Introduction: Treatment of the sequale following aSAH such as vasospasm has evolved to include different options ranging from endovascular angioplasty to administration of intra-arterial calcium channel blockers and permissive hypertension. Our study examines trends of angioplasty for cerebral vasospasm usage in endovascularly treated aSAH.
Methods: We used Nationwide Inpatient sample data from 2002 to 2012. ICD9 codes 430, 431 and 432 in conjunction with ICD9 procedure code 39.72 (endovascular repair/embolization of head and neck vessel) were used to identify endovascularly treated aSAH patients (Excluding ICD9 747.81 - cerebral AVM). Cerebral vasospasm treated with angioplasty was identified with ICD procedure code 00.62 and 39.50. Patients requiring external ventricular drain (EVD) were also identified to stratify higher severity of aSAH. Comorbidities were controlled using Charlson’s Index. The population was divided into Age <50 and Age >=50 groups to understand differences in angioplasty trends in these groups, as there is evidence of increased risk of cerebral vasospasm in patients with age less than 50 years. Trend of angioplasty were evaluated using a multivariate model with survey logistics using SAS 9.2.

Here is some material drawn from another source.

PR #1875, opened 2021-12-08
Interpolation of ufl expressions

jorgensd:
This is a prototype implementation of interpolation of ufl expressions into a suitable function space. 
The implementation leverages `dolfinx.Expression`, and can also be used to interpolate over sub-sets of cells effectively.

Results: We identified 9,856 hospitalizations with 62.6% in Age > 50 and 37.4% in Age < 50 group. Overall 4.04% in Age >50 and 5.80% in Age <50 group required angioplasty. In Age >50 group, Increasing year from 2002 to 2012 predicted decreased requirement of angioplasty with Odds Ratio(OR) of 0.935 (95% Confidence Interval (CI) 0.879-0.995, p=0.03) after controlling for increasing age, Chanrlson’s co-morbidity index and EVD placement; however the same trend was not statistically significant for Age < 5o (OR - 0.967, 95%CI 0.917-1.020, p=0.2150).
Conclusion: Decreasing trend of angioplasty for aSAH related cerebral vasospasm was observed during the past decade in population with age more than 50 years in our study. Advances in endovascular care such as administration of intra arterial calcium channel blockers as well as enhanced neuro-critical management of vasospasm may have contributed to a decrease in the trend of angioplasty treatment of vasospasm after aSAH.